Zalviso is intended to overcome the limitations of intravenous patient-controlled analgesia, such as medication delivery errors and complications associated with intravenous delivery.
The maximum recommended duration of treatment is 72 hours.
Post-operative pain relief
The efficacy of sublingual sufentanil was shown in three phase III trials in acute pain following major abdominal or orthopaedic surgery: two double-blind placebo-controlled trials (sufentanil, n=430; placebo, n=161) and one open-label active-controlled trial (sufentanil, n=177; morphine, n=180).
In the three trials, sublingual sufentanil was superior to placebo for the primary endpoint, time-weighted sum of pain intensity difference (SPID) from baseline over 48 hours (p≤0.001), and the secondary endpoints, time-weighted SPID (p≤0.004), total pain relief (p≤0.004), and patients global assessment (p≤0.007) over 24, 48 and 72 hours.
In the active-controlled study, a significantly higher proportion of patients rated pain control as 'good' or 'excellent' with sufentanil than with morphine (78.5% vs 65.5%, p=0.007).

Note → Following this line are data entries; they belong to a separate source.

Issue #1967, opened 2022-11-09
[73f2c2] Autocomplete invalid - Pass example 8 is a fail, and justification is inconsistent


tombrunet:
Current text:
> This autocomplete [attribute value](https://act-rules.github.io/rules/73f2c2#attribute-value) only has the required token "bday-day". It remains programmatically identifiable even though it is inappropriate for the control's type [attribute value](https://act-rules.github.io/rules/73f2c2#attribute-value) "tel".
>
> ```<label>Birthday day<input name="bdayday" type="tel" autocomplete="bday-day"/></label>```

This example should be a failure since bday-day must be a numeric input type and is [not allowed](https://html.spec.whatwg.org/#inappropriate-for-the-control) for `type="tel".` It also fails in this basic checker:
https://validator.w3.org/nu/?doc=https%3A%2F%2Fwww.w3.org%2FWAI%2Fcontent-assets%2Fwcag-act-rules%2Ftestcases%2F73f2c2%2F35d0948a2cb309923e9a7cc5dd99a8ffc975088b.html

The description seems to indicate that it's a pass because the value can be programmatically accessed, however, that's true for all of the fail examples. The only distinction that I can make is that "bday-day" is valid for other input types, but not this type. 

As-is, this forces a tool that is correctly identifying appropriate values based on input type to pass something that is a failure.

WilcoFiers:
Right, so this is something that was changed a while back. Previously we would require type to be allowed. The issue is that autocomplete works perfectly fine, even if HTML spec the type isn't allowed. For the `type=tel` example, this is used quite a lot to trigger the number input on mobile devices. It's unfortunate that it has to work that way, but browsers implemented at that way, and as far as i can tell, even though it's not valid HTML, there's no negative impact to accessibility that I'm aware of.

tombrunet:
Okay, so 1.3.5:
> The purpose of each input field collecting information about the user can be [programmatically determined](https://www.w3.org/TR/WCAG21/#dfn-programmatically-determinable) when:
> * The input field serves a purpose identified in the [Input Purposes for User Interface Components section](https://www.w3.org/TR/WCAG21/#input-purposes); and
> * The content is implemented using technologies with support for identifying the expected meaning for form input data.

[...]

PR #2161, opened 2024-02-09
[73f2c2] Autocomplete invalid - Accessibility note clarifies HTML spec's disallowed autocomplete values for specific form controls

giacomo-petri:
- Included an accessibility support note to explain that discrepancies between form control types and autocomplete attribute values do not affect accessibility and meet the 1.3.5 SC, despite being disallowed by HTML specifications.
- Passing Example 8 was removed to avoid test cases that rely on the user agent or assistive technology used during testing.

Closes issue: #1967

Need for Call for Review:

---

### **When creating PR:**

### **After creating PR:**

### **When merging a PR:**

## How to Review And Approve


tombrunet (approved):

colabottles (approved):

carlosapaduarte (approved):

giacomo-petri:
Call for review ends on February 21st.

dd8 (changes requested):
I agree that Passed Example 8 should not be a pass:

- the normative wording of the SC mentions 'programatically determinable' but it's only the understanding document that talks about autocomplete
- Passed Example 8 has two incompatible programatically determinable meanings: one from input=tel, the other from autocomplete=bday-day (both of these are exposed via MSAA / IAccessible2 / UIA )
 - The understanding document says the intent of the technique is for user agents to extract and present this purpose to users using different modalities
 
In this example some modalities convey the meaning as input=tel, and other modalities as autocomplete=bday-day. For example, VoiceOver with Safari announces this as "telephone number field", but somebody using AT to overlay icons on input fields might see a birthday cake icon next to the field (representing birthday day)

If this interpretation is correct, then I think this means the wording about "Thus, if the input possesses the suitable autocomplete ... regardless of type" probably needs to change.

**Edit:** ... and if this interpretation is correct, Passed Example 8 should probably be a fail rather removed completely

Jym77:
🤔 @dd8 @giacomo-petri 

Quickly browsing through the old issue this fixes, this looks like a case where UA + AT do not behave fully consistently. Moreover, in case of conflicting information (`type="tel"` vs `autocomplete="bday-day"`), the rule itself has no real way of deciding which of the two is the real "purpose" of the field and should be "programatically determined". So I think that always failing mismatching `autocomplete` would cause false positives (this was also the reason to remove that condition previously).

At the same time, I also agree that we shouldn't have a Passed Example like that. It is quite certainly failing the SC, as explained by Mark, so it shouldn't be a Passed Example (tools / methodologies that are smarter than the rule and correctly fail it should still have a consistent implementation).

It feels like we'd want to just discard the inappropriate `autocomplete` from the start, but we cannot exclude them from the Applicability given the nature of the rule which needs to check at invalid ones…

So, I think the only solution is to keep going as this PR does, maybe buffing up a bit the new note to explain that inappropriate `autocomplete` may or may not cause a fail of 1.3.5, and this rule doesn't care about them and simply checks validity.

---
We may want to add a rule checking that (valid) `autocomplete` are appropriate for their `type`. This would likely only have secondary mapping to 1.3.5.

carlosapaduarte:
CG: can you document any accessibility support issues related to passed example 8 before we merge this?

Jym77:
@giacomo-petri I'm removing Call for Review since it looks like https://github.com/act-rules/act-rules.github.io/pull/2161#issuecomment-1959659500 needs action.

giacomo-petri:
Replaced background note:

> Certain `autocomplete` attribute values are appropriate only for specific form controls. However, despite some combinations of `autocomplete` attribute values and form controls not being allowed by HTML specifications, the input purpose is programmatically available, and autocomplete functions correctly. Thus, if the input possesses the suitable autocomplete value, it fulfills the [Success Criterion 1.3.5 Identify Input Purpose](https://www.w3.org/TR/WCAG22/#identify-input-purpose), regardless of the input type.

with 

> Authors may assign inappropriate `autocomplete` attribute values. Moreover, HTML specifications restrict certain `autocomplete` attribute values to specific form controls. Mismatches between `autocomplete` attribute values and form control types may or may not lead to a failure of [Success Criterion 1.3.5 Identify Input Purpose](https://www.w3.org/TR/WCAG22/#identify-input-purpose). However, this rule focuses exclusively on validating valid `autocomplete` attribute values, disregarding their contextual appropriateness.

Jym77 (approved):

colabottles (approved):

giacomo-petri:
@dd8,

I believe we've covered all the points discussed. We've received 4 approvals, but I'd appreciate your final review, especially considering your previous concerns with the earlier version.

Thanks

dd8 (approved):
Perfect - that fixes it

giacomo-petri:
Call for review ends on May 8th

Jym77:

Patients in all three studies reported clinically meaningful pain relief within the first hour of treatment with sufentanil, and sufentanil was also considered to be easier to use by healthcare professionals.
Nausea and vomiting were the most frequently reported adverse reactions to sufentanil. As an opioid, sufentanil can cause dose-related respiratory depression. Patients with respiratory impairment or reduced respiratory reserve are at higher risk and patients with significant existing respiratory depression should not be given sufentanil.
The effects of sufentanil can be blocked immediately by a specific opioid antagonist such as naloxone.